PR #1072, opened 2018-03-24
Src package

Cyan4973:
This package automatically creates a `.tar.zst` source package of `zstd`/master.
It is only run when updating master, which should be done before any release.
It also calculates the sha256 of the archive.
Both files are then available on Appveyor Artifact menu,
on top of existing Windows pre-built binary archives.

minor issues : 
- that `.tar` archive comes from `git archive`. It contains files directly at root, in contrast with github's archive which contains a directory (like `zstd-1.3.3`) into which files are stored.
- the signature file contains whole output of Windows `CertUtil`, which includes a bit more verbosity than the standard `sha256sum` command on unix.


eli-schwartz:
> minor issues :
> 
> - that .tar archive comes from git archive. It contains files directly at root, in contrast with github's archive which contains a directory (like zstd-1.3.3) into which files are stored.

That's why the `git-archive(1)` command supports the `--prefix` option. In fact, GitHub's auto-generated source archives are *also* created using `git-archive(1)`. With the `--prefix` option.

>  - the signature file contains whole output of Windows CertUtil, which includes a bit more verbosity than the standard sha256sum command on unix.

It's also therefore useless for automated checking, since it cannot be used as file input for the `sha256sum --check` command and I bet certutil cannot read it either.

Wouldn't it make a lot more sense to implement this in travis or circleci instead of appveyor?

Added to the issues:
- Creating a .zst archive in order to distribute releases of the thing which lets you decompress .zst files is a pretty large bootstrap issue.
- The .sig file is erroneously named, since the standard naming for files containing sha256sum hashes is .sha256, whereas the .sig extension represents a claim that the file is a PGP signature, which it is not.

Cyan4973:
These are good points @eli-schwartz ,
I'll see what can be done to improve on these issues for next release.

Regarding the bootstrap issue :
note that there are many ways to get Zstandard source code, and the `.tar.zst` downloadable package is merely one of them. Alternative methods deliver different packaging/compression, so it seems reasonable to expect at least one of them to work. 
On the flip side, it is increasingly common for package managers to offer a compatible version of zstandard > 1.0 , so a `.tar.zst` package should already be readable on many systems, with more to follow in the future. I understand that there will always be outliers, and that's why alternative packaging methods are useful and will remain available.

eli-schwartz:
Yeah, the bootstrap issue is sort of iffy I agree, on the other hand I've recently been peripherally involved with people who had to bootstrap a distribution from ground zero.

For the average use case, now that libarchive finally supports zstd in a released version, we can make use of .zst archives in the general case, without writing special handling just for this.

PR #1074, opened 2018-03-25
fixed legacy/zstd_v* with older gcc version, by guarding builtin_*

rxrbln:
Fixed build error while compiling with slightly older GCCs, such as gcc-4.2.x on my am386dx40 by guarding the builtin_* as in other files.


Cyan4973:
Thanks for the patch @rxrbln !

Issue #1088, opened 2018-03-31
Failing regression test


bket:
OpenBSD fails on a specific test (v1.3.4, make check) with:

```
- Compress without dictID
tmp                  : 21.55%   ( 42430 =>   9142 bytes, tmp.zst)
tmp.zst : Decoding error (36) : Restored data doesn't match checksum
```

The test itself does something strange; it uses different dictionaries for compressing, and uncompressing.
 
https://github.com/facebook/zstd/blob/7188862d325ffb1c83b5495fa2da5ab1ad35b778/tests/playTests.sh#L373-L376

Concerning --no-dictID the manual states:

```
--nodictID
       do not store dictionary ID within frame header (dictionary
       compression). The decoder will have to rely on implicit
       knowledge about which dictionary to use, it won´t be able to
       check if it´s correct.
```

Taking the above into account the observed behaviour of failing this test seems to be expected. Btw, I think the manpage contains a typo: --nodictID should be --no-dictID.

If I change the test to use the same dictionary (like below) the test runs successfully.

```
$ZSTD -f tmp -D tmpDict1 --no-dictID 
$ZSTD -d tmp.zst -D tmpDict1 -fo result 
```

Now my question: Am I misinterpreting the test?

terrelln:
The two dictionaries should be the same, except for bytes [4, 8), which have different dictionary IDs. I suspect that they are different, can you verify with something like `sha1sum <(tail -c +9 tmpDict) <(tail -c +9 tmpDict1)`? I suspect that the order of the `*.c ../programs/*.c` isn't deterministic on OpenBSD. If that isn't the case, I suspect there is some non-determinism somewhere else.

bket:
> I suspect that they are different

Your suspicion seems correct, the checksums are different.

terrelln:
The fix should be as simple as (approximately)

```sh
dictFiles="*.c ../programs/*.c"
$ZSTD --train $dictFiles -o tmpDict
$ZSTD --train $dictFiles --dictID=1 -o tmpDict
```

terrelln:
@bket are you planning on submitting a PR to fix this? If not I will, but I can't test if it worked or not.

bket:
Running with `dictFiles=$(echo *.c ../programs/*.c) ` gives the same result: Failing 'Compress without dictID'. Success / failure rate is comparable to the previous series of runs.

terrelln:
[...]

PR #1091, opened 2018-03-31
Make sure that make check runs on OpenBSD.

bket:
OpenBSD uses md5 instead of md5sum, and has no device called full.

With this patch, make check runs until issue #1088. With the assumption made
in the issue, make check runs succesfully.

### DIFF
--- a/tests/playTests.sh
+++ b/tests/playTests.sh
@@ -69,6 +69,7 @@ UNAME=$(uname)
 case "$UNAME" in
   Darwin) MD5SUM="md5 -r" ;;
   FreeBSD) MD5SUM="gmd5sum" ;;
+  OpenBSD) MD5SUM="md5" ;;
   *) MD5SUM="md5sum" ;;
 esac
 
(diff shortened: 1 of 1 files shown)


tests/playTests.sh
```diff
@@ -258,7 +259,7 @@ rm ./*.tmp ./*.zstd
 $ECHO "frame concatenation tests completed"
 
 
-if [ "$isWindows" = false ] && [ "$UNAME" != 'SunOS' ] ; then
+if [ "$isWindows" = false ] && [ "$UNAME" != 'SunOS' ] && [ "$(uname -s)" != "OpenBSD" ] ; then
```
terrelln: Does plain `$(uname)` not default to `-s` on OpenBSD? If it does, please use `$UNAME`.

bket:
> Does plain $(uname) not default to -s on OpenBSD?

Yes, it does. I changed the diff accordingly, and pushed it again.

terrelln:
Looks good! Once the tests finish we can merge it.

PR #1092, opened 2018-03-31
Fix #1083 and clean up support detection in compressFilename()

### LINKED ISSUE #1083: static suffix list displayed regardless of actual support
```Bash
$ unzstd FILE.bogus
zstd: FILE.bogus: unknown suffix (.gz/.xz/.zst/.lzma/.lz4 expected) -- ignored
$ unzstd FILE.gz 
zstd: FILE.gz: gzip file cannot be uncompressed (zstd compiled without HAVE_ZLIB) -- ignored
```

haneefmubarak:


haneefmubarak:
Welp. So due to `-Werror=switch-enum`, it doesn't like things being handled in `default`. I can redo that to be handled with more `#ifdef`s I suppose.

Meanwhile, `EXM_THROW` does not seem to like the part where the string sent in isn't a literal. Is there a way around that (enable typechecking some other way or override it for this particular case) and if not, what do you think would be a reasonable thing to do?

Cyan4973:
> due to `-Werror=switch-enum`, it doesn't like things being handled in default.

There are 2 ways to remain compliant with `-Werror=switch-enum` : 
- Do not use `switch() case:`, use a suite of `if () then else` instead
- Use `#define` _inside_ the `case`, so that the `case` is always present. You'll have to define a behavior should this `case` be hit while the corresponding `#define` is not enabled.

Cyan4973:
The second issue, impacting `EXM_THROW()` happens because we have additional rules on parsed strings, using [`-Wformat=2`](https://gcc.gnu.org/onlinedocs/gcc/Warning-Options.html).
This warning makes sure that the main string containing arguments can be parsed and controlled at compile time. This is to avoid "injection attacks", where an attacker could mess with the arguments of a string.

In your case, it happens because `error` pointer itself is not `const`, so it could be changed between the moment it is set, and the moment it is used.
To avoid this issue, just `const` the pointer, the compiler will be able to parse the string, removing the warning.

See this example : https://godbolt.org/g/L4jh2t

haneefmubarak:
So I `const`ed the inputs to `EXM_THROW()`: `error`, `suffix` :arrow_right: `csuffix`, and `macro` :arrow_right: `cmacro`; but it's still getting mad about `-Wformat=2`.

Does it require only compile-time literals for that or am I `const`ing wrong somewhere?

Cyan4973:
Only `error` needs to be `const`.
`suffix` and `macro` are parameters, they won't be parsed for additional fields, so they don't need to be `const` (plus they are obviously not determined at compile time, which is the whole point).

Well, I would have expected `const char* const error =` to work, as per the example.
But it appears this behavior depends in fact on `gcc` compiler version, and only works for gcc 5+.
For older versions, it doesn't.

Well, if a `const` pointer doesn't work, then a `#define` macro will.
See updated example : 
https://godbolt.org/g/fT3VaQ

programs/fileio.c
```diff
@@ -1754,8 +1822,26 @@ int FIO_decompressMultipleFilenames(const char** srcNamesTable, unsigned nbFiles
                     && strcmp(suffixPtr, ZSTD_EXTENSION)
                     && strcmp(suffixPtr, LZMA_EXTENSION)
                     && strcmp(suffixPtr, LZ4_EXTENSION)) ) {
-                DISPLAYLEVEL(1, "zstd: %s: unknown suffix (%s/%s/%s/%s/%s expected) -- ignored \n",
-                             srcFileName, GZ_EXTENSION, XZ_EXTENSION, ZSTD_EXTENSION, LZMA_EXTENSION, LZ4_EXTENSION);
+                DISPLAYLEVEL(1, "zstd: %s: unknown suffix ("
+                                ZSTD_EXTENSION
+#ifdef ZSTD_GZCOMPRESS
```
terrelln: Looks like Visual doesn't like macro definitions inside macro invocations.
We can refactor to something like:

```c
const char[] kSupportedExtensions = ZSTD_EXTENSION
#ifdef ZSTD_GZCOMPRESS
  /* ... */
#endif
;
DISPLAYLEVEL(1, "zstd: %s: unknown suffix (%s expected) -- ignored \n", srcFileName, kkSupportedExtensions);
```

haneefmubarak: So doing that (using a const built string) will make GCC unhappy (see 326224f)... I'm thinking that it might be time to break out some [string concatenation](https://gcc.gnu.org/onlinedocs/cpp/Concatenation.html) or to alternatively `ifdef` a special case for Visual.

Also, if compiler compatibility is so paramount, might it be worthwhile to consider adding jobs on Travis / Circle to check Clang too?

Cyan4973:
Seems this action has stalled, due to complexity of being compatible with many compilers.
It's a hard objective, agreed, and given `zstd` deployment ambitions, it's a top of requirement.

For information, a (similar) issue was solved some time ago in [`zstdcli.c`](https://github.com/facebook/zstd/blob/dev/programs/zstdcli.c#L333).

This function makes it possible to request `zstd -vV` and receive a list of supported codecs in return.
Given that this function passes all compilation tests, it might provide some hindsight on how to make this patch pass the same tests.

Cyan4973:
dropping, due to no feedback

PR #1110, opened 2018-04-21
Fix the DYNAMIC_BMI2 macro enables by mistake on ARM architecture with Clang

taigacon:
Just an operator precedence problem.


terrelln:
Thanks @taigacon!

PR #1114, opened 2018-04-30
Split library install target into pc, static, shared and include only target

pseiderer:
Enables fine grain compile/install (e.g. static/dyanamic library only, header-/pc-files only), used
• • • • • • •
What needs to be done
Only one thing is wanted in reply: the number of lines in the entries that hold the string "itself".

Result of this exercise
2